Issue #76, opened 2020-10-20
Irregularities in appimagetool.go and appdirtool.go


Juuliuus:
Hi. As I mentioned at [https://discourse.appimage.org/t/is-it-possible-with-s-deploy-to-include-libraries-loaded-at-runtime/1779/40](url) I had found some irregularities while working with appimagetool.go and appdirtool.go, just things I noticed, maybe they are, or maybe are not, problems.

I don't really know if you want separate issues for each of these? So I will list them here and just let me know what to do, and I will do it. 

1. in both "-s deploy" and in "-s -l deploy" (the l switch is no longer needed I think) there are two copies of ld-linux-x86-64.so.2 in different folders(/lib64/ and in /usr/lib64/, and similar in -l deploys). The sha256 sums of  both are different. In my testing I always used the /lib64/ version and it worked.

2. In the RPath of the patched libraries one finds "$ORIGIN/gconv" which is never correct, on my builds it should be "$ORIGIN/lib/x86_64-linux-gnu/gconv". The gconv path is export'd to environment correctly, however.

3. RPaths also have an "$ORIGIN/..", doesn't hurt but doesn't help? 

4. Running "-s deploy" a second time fails in the qt5 sections, I don't know if appimagetool expects a clean, "fresh" appdir or not, but once deployed one cannot deploy again. Perhaps this is by design?

probonopd:
4 is by design, the others are not. Thanks for reporting. Unfortunately right now I don't have the time to look into them, maybe you can have a look at the code?

Juuliuus:
Happy to.

Juuliuus:
Sorry I thought I had posted that I'd be happy to, but never hit comment! Anyway, here are the solutions.

== deployElf ==

The 2nd ld-linux comes from deployElf. In the slice allELFs there is a "/usr/lib64/ld-linux-x86-64.so.2" string that it found
earlier. Apparently analysis of some included libraries referred to that file and so it was added to allELFs. Since the deployInterpreter function correctly handles ld-linux from the /lib64/ folder any other references to ld-linux need to be ignored. There may be subtleties on some systems such that the routine(s) that build allELFs needs to be tightened up.

So the easy fix is to check for the ld- prefix in deployElf and ignore that/those entries. 

> if strings.HasPrefix(filepath.Base(lib), "ld-") == true {
> 	log.Println("deployElf: Ignore ", lib, "because it is already deployed...")
> 	return
> }
> 

[...]

PR #97, opened 2020-11-20
Stop superfluous copy of ld-linux so

Juuliuus:
deployELF function was copying ld-linux so from locations other than /lib64/. Use a similar routine in deployELF as is used in patchRpathsInElf to prohibit ld-linux so processing. #76

### DIFF
--- a/src/appimagetool/appdirtool.go
+++ b/src/appimagetool/appdirtool.go
@@ -412,7 +412,12 @@ func deployElf(lib string, appdir helpers.AppDir, err error) {
 			return
 		}
 	}
-	
+
+	if strings.HasPrefix(filepath.Base(lib), "ld-") == true {
+		log.Println("deployElf: Ignore", lib, "because it is already deployed...")
+		return
+	}
+
 	log.Println("Working on", lib, "(TODO: Remove this message)")
 	if strings.HasPrefix(lib, appdir.Path) == false { // Do not copy if it is already in the AppDir
 		libTargetPath := appdir.Path + "/" + lib


probonopd:
Are you sure it's not needed in _both_ locations (e.g., because it was in _both_ locations on the original system)?

Juuliuus:
No, I'm not sure. What I do know: 

This fix was used in all my testing and the resulting appimage worked flawlessly. 

At the time I noticed the problem I tracked down the "extra" ld-linux. 
It had copied /usr/lib64/ld-linux-x86-64.so.2  to appdir/usr/lib64 (this is the superfluous copy).

There were two other d-linux's as well.. /lib64/ld-linux-x86-64.so.2 (the one copied and patched by appimagetool), and /lib/x86_64-linux-gnu/ld-linux-x86-64.so.2.

All 3 of these ld-linux's are links to the same 187.0 KiB file: /lib/x86_64-linux-gnu/ld-2.31.so

In addition appimagetool writes this line (which comes out of patchRpathsInElf) right after the ld-linux file is/would be copied:
Not writing rpath in /home/juus/RCWork/AppImageDEV/libappimage_hooks_CDoo/commandoo.AppDir/usr/lib64/ld-linux-x86-64.so.2 because its name starts with ld-...

And the last reference to the ld-linux file is this line:
Relative path from ld-linux to Qt prefix directory in the AppDir: ../usr/lib/x86_64-linux-gnu/qt5
Which is correct for appdir/lib64, but not appdir/usr/lib64

And think about this: At this point in the code the ld-linux file has already been copied and patched. Why would another (unpatched) copy somewhere else be of use?

I am not as knowledgeable about the linux file jungle as you are. Does it have knock on effects? I don't know, I've only seen this on my system, and in this case the "superfluous" copy is a direct copy of the same ld-linux in appdir/lib64, just not patched. I'm assuming this /usr/... copy got into deployELF because it was referenced by some other library being processed as a dependency. But we all know how assumptions work out...

So, bottom line: I guess I can not promise that it will not break something. Maybe in that case just leave it alone?

probonopd:
Well, the truth is I am not working with Linux much anymore these days. So I never came around to testing this systematically. If someone has some time, systematic testing of this topic would be highly appreciated. Thanks!

PR #310, opened 2021-03-18
Ignore trailing slash when comparing URLs

gabebw:
Someone created a Redirection for "hotlinewebring.club/" with a trailing slash. Let's prevent that in the future.


edwardloveall (approved):
🎉

PR #311, opened 2021-03-18
Add logging when redirection creation fails

gabebw:
Tagging it with the slug will make it easy to search in Papertrail.

Sample output from running it locally:

    [asdfasdf] Redirection creation failed.
    [asdfasdf] Referrer is BLANK!
    [asdfasdf] Here are all of the HTTP headers:
    [asdfasdf] {"HTTP_VERSION"=>"HTTP/1.1", "HTTP_HOST"=>"localhost:3000", "HTTP_USER_AGENT"=>"curl/7.64.1", "HTTP_ACCEPT"=>"*/*"}

### DIFF
--- a/app/controllers/redirections_controller.rb
+++ b/app/controllers/redirections_controller.rb
@@ -23,8 +23,17 @@ class RedirectionsController < ApplicationController
   end
 
   def log_headers_and_use_fallback_redirection
-    logger.info "Redirection creation failed. Here are the headers:"
-    logger.info http_headers
+    tagged_log "Redirection creation failed."
+    if request.env["HTTP_UPGRADE_INSECURE_REQUESTS"].present?
+      tagged_log "It likely failed because the links use HTTP instead of HTTPS"
+    end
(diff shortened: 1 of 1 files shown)


app/controllers/redirections_controller.rb
```diff
@@ -23,8 +23,17 @@ def find_or_create_redirection
   end
 
   def log_headers_and_use_fallback_redirection
-    logger.info "Redirection creation failed. Here are the headers:"
-    logger.info http_headers
+    tagged_log "Redirection creation failed."
+    if request.env["HTTP_UPGRADE_INSECURE_REQUESTS"].present?
+      tagged_log "It likely failed because the links use HTTP instead of HTTPS"
```
gabebw, line 28: This is what happened here: https://my.papertrailapp.com/events?focus=1309069283861745671&selected=1309069283861745671

Now it's easy to see that this was the cause.

edwardloveall (approved):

## What is required
Select every line in the material above where the string "will" occurs, and copy it.

## Solution to this exercise
I don't really know if you want separate issues for each of these? So I will list them here and just let me know what to do, and I will do it. 
So, bottom line: I guess I can not promise that it will not break something. Maybe in that case just leave it alone?
Tagging it with the slug will make it easy to search in Papertrail.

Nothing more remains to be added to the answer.